* _EXERCISE DETAILS_
Every line below that includes the word "around" needs to be copied.

**** DATA LISTING

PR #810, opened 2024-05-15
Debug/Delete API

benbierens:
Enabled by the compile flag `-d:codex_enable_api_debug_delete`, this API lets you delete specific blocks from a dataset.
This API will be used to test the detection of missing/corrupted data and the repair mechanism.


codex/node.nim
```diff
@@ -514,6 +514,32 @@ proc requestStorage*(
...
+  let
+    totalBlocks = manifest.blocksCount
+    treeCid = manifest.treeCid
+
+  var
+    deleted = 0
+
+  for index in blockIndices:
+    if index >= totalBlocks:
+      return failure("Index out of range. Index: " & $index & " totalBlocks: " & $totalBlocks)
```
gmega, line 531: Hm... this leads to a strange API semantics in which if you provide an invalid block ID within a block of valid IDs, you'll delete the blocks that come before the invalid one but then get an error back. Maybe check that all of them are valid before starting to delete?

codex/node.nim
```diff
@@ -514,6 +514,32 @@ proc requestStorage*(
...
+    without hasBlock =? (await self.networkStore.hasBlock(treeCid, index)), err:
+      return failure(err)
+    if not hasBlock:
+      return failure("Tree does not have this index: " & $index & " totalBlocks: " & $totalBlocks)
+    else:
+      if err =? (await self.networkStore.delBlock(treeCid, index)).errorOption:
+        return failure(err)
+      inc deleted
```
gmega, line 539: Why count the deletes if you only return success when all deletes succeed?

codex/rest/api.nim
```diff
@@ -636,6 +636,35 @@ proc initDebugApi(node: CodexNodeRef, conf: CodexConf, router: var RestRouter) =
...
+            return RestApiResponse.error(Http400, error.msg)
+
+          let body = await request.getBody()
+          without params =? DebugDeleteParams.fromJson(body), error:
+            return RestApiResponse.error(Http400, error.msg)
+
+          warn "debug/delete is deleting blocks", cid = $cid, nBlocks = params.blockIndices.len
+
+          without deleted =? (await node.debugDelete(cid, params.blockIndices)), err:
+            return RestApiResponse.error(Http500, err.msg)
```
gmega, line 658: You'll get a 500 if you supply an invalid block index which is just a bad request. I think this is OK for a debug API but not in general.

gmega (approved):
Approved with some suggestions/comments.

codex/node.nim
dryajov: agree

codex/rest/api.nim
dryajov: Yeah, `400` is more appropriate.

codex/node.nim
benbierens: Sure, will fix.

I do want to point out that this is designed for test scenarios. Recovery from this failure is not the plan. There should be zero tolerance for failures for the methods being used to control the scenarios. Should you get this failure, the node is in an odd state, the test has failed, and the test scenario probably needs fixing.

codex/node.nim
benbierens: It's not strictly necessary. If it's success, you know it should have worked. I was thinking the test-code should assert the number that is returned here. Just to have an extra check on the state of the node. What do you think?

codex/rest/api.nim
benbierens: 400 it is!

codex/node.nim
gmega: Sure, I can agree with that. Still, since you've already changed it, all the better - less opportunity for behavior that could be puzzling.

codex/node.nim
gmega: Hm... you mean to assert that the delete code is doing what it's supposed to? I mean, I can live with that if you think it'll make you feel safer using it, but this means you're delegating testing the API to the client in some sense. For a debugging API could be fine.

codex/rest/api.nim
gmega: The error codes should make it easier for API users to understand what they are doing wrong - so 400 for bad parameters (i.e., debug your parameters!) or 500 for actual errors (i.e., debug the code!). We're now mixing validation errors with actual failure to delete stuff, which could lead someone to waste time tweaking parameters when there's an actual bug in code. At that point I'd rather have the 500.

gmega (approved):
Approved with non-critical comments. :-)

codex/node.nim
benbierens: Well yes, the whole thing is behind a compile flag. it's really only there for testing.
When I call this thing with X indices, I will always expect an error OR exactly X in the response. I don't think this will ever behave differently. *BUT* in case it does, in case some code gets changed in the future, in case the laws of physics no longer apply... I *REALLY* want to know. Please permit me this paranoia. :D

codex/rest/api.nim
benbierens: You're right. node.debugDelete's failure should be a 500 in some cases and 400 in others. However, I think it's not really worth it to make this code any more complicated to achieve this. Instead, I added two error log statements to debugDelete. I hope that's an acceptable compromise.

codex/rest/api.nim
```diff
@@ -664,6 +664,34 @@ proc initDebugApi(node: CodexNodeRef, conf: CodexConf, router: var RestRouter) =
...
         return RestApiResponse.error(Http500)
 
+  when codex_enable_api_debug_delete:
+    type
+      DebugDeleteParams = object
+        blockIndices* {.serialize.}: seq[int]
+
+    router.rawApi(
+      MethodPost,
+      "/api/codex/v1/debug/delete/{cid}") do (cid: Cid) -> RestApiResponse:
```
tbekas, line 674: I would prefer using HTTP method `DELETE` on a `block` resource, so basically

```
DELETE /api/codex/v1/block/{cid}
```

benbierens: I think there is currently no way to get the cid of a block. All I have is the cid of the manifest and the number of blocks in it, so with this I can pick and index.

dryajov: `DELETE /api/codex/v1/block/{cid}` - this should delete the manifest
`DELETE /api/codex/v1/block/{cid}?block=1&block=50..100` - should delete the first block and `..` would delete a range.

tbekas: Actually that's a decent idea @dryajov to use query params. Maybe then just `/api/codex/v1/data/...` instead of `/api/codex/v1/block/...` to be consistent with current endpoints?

********
**** DATA LISTING

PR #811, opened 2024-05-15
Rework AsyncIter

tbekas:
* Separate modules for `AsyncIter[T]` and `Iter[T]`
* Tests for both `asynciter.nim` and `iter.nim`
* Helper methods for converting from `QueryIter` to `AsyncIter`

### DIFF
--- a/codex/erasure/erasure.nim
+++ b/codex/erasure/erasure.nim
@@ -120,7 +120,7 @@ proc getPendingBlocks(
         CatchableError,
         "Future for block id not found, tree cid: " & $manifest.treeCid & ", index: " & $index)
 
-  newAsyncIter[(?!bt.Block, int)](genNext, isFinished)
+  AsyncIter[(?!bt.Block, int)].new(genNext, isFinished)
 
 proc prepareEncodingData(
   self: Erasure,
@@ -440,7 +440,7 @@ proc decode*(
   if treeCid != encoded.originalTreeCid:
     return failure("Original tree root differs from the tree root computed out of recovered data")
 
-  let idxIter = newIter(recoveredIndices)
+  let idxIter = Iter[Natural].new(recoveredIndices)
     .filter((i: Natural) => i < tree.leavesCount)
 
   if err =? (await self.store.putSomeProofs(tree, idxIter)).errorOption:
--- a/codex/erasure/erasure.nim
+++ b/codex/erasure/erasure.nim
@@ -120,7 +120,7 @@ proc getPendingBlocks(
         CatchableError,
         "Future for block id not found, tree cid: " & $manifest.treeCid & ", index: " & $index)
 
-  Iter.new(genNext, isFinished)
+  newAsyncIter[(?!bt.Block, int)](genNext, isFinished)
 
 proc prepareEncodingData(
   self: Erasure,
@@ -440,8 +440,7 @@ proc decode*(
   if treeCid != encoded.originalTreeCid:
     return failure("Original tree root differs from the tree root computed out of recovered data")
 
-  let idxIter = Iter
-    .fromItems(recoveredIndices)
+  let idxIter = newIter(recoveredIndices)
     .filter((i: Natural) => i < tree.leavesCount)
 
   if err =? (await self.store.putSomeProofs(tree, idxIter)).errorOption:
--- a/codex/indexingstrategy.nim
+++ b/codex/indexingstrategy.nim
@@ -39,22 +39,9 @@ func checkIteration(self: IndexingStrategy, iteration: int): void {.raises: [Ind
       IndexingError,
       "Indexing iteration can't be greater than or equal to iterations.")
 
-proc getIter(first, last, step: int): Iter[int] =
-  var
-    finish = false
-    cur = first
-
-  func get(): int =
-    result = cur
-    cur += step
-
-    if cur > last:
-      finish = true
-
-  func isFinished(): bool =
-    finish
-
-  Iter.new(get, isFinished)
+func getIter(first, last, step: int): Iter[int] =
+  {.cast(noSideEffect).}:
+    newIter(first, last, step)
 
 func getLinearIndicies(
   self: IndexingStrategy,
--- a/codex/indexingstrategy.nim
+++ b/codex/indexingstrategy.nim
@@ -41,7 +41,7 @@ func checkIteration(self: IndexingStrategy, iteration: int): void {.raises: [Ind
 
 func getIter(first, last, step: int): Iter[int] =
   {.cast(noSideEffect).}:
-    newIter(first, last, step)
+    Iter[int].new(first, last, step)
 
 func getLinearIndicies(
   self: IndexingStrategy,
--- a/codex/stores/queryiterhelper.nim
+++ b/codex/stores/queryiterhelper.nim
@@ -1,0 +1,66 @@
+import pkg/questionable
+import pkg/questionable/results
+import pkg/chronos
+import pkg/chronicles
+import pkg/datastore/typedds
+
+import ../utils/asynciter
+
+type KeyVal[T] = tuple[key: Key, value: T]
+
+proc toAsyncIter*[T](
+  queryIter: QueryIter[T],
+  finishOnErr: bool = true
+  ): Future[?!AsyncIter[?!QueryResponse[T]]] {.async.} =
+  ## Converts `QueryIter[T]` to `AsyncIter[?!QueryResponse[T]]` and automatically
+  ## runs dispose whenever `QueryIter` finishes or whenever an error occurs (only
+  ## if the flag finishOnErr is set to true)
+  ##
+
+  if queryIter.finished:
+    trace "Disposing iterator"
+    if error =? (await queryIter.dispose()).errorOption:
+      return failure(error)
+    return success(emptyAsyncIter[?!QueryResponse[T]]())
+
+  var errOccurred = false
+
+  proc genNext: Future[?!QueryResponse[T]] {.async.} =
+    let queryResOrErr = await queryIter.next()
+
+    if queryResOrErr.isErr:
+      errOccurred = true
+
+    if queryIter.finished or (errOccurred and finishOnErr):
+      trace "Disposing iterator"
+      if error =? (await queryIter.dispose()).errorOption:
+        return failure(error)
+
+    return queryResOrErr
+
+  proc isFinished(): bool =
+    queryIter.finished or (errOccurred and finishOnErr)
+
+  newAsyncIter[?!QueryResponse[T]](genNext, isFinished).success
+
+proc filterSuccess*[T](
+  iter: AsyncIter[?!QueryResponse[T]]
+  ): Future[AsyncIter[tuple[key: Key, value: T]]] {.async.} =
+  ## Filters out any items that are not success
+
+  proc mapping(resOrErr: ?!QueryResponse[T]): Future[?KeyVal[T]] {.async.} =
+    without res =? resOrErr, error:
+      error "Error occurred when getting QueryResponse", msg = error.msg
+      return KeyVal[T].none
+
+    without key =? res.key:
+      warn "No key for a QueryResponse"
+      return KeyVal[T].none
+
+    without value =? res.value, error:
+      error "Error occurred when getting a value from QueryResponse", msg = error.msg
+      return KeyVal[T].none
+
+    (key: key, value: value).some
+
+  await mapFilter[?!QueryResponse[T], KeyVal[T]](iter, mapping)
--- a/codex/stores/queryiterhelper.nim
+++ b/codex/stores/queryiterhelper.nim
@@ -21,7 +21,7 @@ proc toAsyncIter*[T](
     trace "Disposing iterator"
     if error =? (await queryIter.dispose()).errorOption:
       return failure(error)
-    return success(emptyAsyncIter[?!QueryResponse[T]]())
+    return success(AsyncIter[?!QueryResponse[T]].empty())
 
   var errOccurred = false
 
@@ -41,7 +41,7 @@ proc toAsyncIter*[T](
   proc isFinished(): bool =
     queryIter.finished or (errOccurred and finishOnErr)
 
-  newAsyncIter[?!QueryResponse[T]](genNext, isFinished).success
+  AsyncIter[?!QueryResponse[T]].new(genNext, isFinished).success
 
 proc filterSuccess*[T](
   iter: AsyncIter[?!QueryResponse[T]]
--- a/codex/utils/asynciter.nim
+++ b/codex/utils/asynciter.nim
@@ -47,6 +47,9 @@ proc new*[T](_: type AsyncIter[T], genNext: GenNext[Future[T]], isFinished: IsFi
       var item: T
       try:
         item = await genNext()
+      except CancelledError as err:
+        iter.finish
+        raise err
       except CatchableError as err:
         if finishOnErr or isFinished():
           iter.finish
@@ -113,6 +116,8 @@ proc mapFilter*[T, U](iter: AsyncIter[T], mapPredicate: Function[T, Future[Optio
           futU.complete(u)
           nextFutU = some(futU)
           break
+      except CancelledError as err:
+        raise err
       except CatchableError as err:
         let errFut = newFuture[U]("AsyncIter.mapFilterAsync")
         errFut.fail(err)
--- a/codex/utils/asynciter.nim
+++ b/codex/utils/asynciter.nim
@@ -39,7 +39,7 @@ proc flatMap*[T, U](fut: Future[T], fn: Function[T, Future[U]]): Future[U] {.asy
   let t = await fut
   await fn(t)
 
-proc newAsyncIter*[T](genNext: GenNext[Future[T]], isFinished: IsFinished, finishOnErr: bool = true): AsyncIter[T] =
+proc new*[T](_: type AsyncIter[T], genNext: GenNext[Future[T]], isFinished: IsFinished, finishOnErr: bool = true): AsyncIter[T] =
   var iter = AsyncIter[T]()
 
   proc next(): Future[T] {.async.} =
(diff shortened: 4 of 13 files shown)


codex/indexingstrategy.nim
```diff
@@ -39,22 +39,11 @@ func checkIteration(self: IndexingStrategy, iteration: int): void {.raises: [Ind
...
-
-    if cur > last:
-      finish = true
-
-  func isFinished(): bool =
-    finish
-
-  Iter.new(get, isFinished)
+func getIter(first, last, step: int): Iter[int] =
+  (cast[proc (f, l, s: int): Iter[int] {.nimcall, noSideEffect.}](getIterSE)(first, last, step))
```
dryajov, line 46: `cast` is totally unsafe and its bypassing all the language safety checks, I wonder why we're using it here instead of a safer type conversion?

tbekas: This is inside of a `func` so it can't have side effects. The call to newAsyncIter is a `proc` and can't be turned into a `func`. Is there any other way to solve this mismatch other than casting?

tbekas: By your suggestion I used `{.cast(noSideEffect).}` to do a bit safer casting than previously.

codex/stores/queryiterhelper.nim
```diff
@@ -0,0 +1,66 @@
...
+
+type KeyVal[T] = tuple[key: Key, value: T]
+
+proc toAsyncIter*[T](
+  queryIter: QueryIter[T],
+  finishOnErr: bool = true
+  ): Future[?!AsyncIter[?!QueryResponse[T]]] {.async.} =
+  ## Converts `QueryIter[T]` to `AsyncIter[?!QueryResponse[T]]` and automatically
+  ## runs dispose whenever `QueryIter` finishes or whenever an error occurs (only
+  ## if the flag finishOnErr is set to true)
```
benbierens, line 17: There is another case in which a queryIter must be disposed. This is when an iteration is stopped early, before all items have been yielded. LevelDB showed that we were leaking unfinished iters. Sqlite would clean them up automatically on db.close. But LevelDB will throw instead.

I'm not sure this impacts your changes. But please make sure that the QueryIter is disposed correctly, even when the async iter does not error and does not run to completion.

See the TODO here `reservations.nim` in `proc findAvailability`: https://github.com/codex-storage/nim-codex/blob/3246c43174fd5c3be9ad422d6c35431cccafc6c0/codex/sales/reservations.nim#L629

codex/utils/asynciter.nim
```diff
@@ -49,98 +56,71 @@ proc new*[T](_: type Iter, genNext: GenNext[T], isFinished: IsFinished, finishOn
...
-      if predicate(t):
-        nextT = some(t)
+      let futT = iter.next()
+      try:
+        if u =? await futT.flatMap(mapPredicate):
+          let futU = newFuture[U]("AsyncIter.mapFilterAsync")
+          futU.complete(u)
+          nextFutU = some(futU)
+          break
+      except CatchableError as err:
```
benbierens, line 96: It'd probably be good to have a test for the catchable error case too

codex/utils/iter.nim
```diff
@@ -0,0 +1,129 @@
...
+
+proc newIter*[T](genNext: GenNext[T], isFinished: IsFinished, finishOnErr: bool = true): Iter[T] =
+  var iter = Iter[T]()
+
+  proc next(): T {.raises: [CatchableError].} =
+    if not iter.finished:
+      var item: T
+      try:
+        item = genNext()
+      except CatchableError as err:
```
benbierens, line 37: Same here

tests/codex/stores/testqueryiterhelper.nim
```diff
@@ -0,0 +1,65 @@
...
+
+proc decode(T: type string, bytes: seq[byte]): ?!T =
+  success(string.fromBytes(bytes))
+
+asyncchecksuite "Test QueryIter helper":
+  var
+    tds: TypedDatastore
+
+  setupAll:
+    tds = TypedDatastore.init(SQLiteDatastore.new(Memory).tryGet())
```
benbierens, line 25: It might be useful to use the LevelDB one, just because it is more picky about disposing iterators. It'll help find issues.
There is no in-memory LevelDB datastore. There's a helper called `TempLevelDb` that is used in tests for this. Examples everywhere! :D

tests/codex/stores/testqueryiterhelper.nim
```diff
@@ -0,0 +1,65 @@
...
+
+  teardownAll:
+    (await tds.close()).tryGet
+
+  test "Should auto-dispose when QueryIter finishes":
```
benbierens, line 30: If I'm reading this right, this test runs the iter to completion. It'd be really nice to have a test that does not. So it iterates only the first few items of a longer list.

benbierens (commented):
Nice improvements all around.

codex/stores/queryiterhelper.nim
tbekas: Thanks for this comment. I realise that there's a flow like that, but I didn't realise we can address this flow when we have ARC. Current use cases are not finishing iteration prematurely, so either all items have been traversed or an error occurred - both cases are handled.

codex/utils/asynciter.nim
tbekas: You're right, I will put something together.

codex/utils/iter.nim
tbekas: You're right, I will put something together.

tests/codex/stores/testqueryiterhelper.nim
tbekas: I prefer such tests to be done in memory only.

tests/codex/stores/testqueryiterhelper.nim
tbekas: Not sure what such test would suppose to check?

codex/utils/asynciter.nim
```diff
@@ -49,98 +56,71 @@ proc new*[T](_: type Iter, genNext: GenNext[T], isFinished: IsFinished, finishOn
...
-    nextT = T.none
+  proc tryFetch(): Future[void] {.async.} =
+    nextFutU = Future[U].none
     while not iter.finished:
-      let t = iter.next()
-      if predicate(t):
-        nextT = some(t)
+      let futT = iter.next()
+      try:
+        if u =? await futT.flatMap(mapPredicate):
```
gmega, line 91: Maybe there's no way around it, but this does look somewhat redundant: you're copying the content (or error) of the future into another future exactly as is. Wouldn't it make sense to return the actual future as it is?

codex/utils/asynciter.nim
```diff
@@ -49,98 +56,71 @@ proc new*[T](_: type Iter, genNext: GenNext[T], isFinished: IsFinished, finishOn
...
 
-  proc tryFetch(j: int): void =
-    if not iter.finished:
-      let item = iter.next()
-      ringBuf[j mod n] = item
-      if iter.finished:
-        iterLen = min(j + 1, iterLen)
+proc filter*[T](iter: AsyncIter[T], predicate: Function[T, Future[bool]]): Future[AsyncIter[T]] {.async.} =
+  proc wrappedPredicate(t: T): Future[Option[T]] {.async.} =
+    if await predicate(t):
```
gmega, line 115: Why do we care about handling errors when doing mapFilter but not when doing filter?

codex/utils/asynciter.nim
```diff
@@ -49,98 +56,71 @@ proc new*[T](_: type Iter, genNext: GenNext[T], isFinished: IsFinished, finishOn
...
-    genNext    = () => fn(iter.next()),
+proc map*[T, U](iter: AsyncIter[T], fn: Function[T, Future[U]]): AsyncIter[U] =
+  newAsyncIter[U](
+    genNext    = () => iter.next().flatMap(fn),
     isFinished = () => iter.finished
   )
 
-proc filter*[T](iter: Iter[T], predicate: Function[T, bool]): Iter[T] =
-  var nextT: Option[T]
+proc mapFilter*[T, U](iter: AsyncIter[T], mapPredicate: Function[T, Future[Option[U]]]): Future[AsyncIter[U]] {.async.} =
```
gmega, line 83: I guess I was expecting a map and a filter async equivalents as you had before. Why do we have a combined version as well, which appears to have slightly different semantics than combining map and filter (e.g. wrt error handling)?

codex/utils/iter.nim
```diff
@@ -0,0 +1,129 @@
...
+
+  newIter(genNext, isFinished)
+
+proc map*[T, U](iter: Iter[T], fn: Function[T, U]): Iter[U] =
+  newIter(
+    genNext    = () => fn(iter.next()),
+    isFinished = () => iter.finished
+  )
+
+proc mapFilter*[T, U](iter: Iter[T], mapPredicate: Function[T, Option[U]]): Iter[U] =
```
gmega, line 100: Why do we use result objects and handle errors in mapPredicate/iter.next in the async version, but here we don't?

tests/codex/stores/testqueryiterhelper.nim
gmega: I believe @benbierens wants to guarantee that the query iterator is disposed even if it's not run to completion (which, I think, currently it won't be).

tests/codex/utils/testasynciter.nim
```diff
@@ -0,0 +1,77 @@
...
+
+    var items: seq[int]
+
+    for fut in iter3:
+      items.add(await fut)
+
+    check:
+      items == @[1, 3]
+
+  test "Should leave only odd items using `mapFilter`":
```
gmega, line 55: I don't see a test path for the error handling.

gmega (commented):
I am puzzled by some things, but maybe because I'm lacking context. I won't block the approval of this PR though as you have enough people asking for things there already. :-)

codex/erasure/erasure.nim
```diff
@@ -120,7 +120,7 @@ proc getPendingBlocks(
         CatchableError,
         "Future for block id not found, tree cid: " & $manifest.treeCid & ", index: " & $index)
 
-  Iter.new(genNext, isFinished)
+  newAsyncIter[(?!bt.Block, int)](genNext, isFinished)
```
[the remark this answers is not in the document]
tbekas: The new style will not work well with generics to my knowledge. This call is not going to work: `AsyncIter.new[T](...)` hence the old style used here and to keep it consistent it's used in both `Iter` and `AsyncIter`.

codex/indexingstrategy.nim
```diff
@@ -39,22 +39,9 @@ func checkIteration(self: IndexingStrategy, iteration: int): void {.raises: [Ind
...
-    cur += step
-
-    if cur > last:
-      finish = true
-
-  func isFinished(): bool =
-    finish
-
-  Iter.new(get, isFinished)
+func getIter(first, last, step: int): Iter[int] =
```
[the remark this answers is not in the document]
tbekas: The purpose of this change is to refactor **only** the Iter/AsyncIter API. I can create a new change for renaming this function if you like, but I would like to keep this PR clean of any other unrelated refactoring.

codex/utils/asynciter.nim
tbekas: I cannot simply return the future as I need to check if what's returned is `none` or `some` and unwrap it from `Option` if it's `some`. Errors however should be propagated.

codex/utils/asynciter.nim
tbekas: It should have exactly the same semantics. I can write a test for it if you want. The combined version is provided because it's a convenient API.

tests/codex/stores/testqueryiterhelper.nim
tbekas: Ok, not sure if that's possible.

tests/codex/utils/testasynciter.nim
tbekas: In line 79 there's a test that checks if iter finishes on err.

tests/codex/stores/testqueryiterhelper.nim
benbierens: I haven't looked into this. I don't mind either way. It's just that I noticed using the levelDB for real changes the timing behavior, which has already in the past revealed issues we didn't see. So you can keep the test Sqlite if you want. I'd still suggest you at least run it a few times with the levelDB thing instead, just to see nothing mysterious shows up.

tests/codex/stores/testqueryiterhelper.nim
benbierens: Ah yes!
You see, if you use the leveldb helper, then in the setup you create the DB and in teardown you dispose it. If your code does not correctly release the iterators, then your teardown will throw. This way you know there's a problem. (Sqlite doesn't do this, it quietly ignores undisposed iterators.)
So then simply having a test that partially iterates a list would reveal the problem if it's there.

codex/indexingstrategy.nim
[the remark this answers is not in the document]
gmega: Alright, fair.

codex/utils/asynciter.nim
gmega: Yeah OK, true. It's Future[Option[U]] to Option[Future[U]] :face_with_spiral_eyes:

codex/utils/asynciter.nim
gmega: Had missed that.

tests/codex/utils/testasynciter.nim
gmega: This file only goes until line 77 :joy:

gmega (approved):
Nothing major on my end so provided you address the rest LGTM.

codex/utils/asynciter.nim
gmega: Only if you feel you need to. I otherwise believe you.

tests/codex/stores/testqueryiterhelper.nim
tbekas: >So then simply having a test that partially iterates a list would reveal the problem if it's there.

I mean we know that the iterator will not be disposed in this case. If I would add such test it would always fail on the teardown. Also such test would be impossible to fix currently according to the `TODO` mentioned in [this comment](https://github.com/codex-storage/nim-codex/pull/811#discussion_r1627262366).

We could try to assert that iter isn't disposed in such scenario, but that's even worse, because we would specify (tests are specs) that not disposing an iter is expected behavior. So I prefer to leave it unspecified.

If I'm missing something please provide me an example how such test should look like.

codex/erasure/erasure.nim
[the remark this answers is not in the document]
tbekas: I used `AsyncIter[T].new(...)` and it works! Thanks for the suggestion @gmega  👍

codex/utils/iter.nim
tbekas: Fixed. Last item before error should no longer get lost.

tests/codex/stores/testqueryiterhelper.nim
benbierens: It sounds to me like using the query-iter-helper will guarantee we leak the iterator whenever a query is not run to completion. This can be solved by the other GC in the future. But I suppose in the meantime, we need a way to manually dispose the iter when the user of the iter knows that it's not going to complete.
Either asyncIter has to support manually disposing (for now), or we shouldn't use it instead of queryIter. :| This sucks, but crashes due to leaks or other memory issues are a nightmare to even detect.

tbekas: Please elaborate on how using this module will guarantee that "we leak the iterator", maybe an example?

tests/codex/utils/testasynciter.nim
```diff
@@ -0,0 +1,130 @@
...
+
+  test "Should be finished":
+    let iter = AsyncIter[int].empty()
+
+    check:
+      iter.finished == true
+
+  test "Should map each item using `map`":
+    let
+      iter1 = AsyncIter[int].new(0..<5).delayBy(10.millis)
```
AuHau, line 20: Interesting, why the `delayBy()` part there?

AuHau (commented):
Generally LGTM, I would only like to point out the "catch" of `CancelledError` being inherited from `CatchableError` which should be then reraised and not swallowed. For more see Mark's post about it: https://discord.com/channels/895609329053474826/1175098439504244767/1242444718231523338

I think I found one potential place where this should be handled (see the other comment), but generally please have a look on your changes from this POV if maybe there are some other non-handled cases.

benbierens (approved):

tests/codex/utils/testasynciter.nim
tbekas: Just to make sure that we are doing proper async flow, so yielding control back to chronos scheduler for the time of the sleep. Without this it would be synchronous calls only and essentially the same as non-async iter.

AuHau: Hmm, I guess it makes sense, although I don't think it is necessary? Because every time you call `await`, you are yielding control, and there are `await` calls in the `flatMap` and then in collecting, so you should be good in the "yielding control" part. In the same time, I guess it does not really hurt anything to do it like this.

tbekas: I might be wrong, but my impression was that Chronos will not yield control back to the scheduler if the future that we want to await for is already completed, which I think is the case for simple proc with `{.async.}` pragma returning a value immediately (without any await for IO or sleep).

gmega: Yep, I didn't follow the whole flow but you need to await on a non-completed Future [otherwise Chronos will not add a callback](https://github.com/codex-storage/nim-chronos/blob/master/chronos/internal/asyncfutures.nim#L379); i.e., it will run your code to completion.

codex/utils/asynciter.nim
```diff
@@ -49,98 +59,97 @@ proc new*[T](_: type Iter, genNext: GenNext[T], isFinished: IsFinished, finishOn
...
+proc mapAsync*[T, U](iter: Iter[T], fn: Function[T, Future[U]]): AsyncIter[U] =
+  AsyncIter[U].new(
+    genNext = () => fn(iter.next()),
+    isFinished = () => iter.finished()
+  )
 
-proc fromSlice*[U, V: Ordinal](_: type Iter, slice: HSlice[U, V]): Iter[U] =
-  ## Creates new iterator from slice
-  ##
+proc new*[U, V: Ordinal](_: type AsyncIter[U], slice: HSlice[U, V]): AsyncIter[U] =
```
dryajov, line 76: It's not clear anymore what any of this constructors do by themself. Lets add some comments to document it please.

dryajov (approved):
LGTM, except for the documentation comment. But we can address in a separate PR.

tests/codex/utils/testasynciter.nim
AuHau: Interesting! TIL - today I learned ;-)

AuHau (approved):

********

* _SOLUTION TO THE EXERCISE_
Nice improvements all around.
gmega, line 91: Maybe there's no way around it, but this does look somewhat redundant: you're copying the content (or error) of the future into another future exactly as is. Wouldn't it make sense to return the actual future as it is?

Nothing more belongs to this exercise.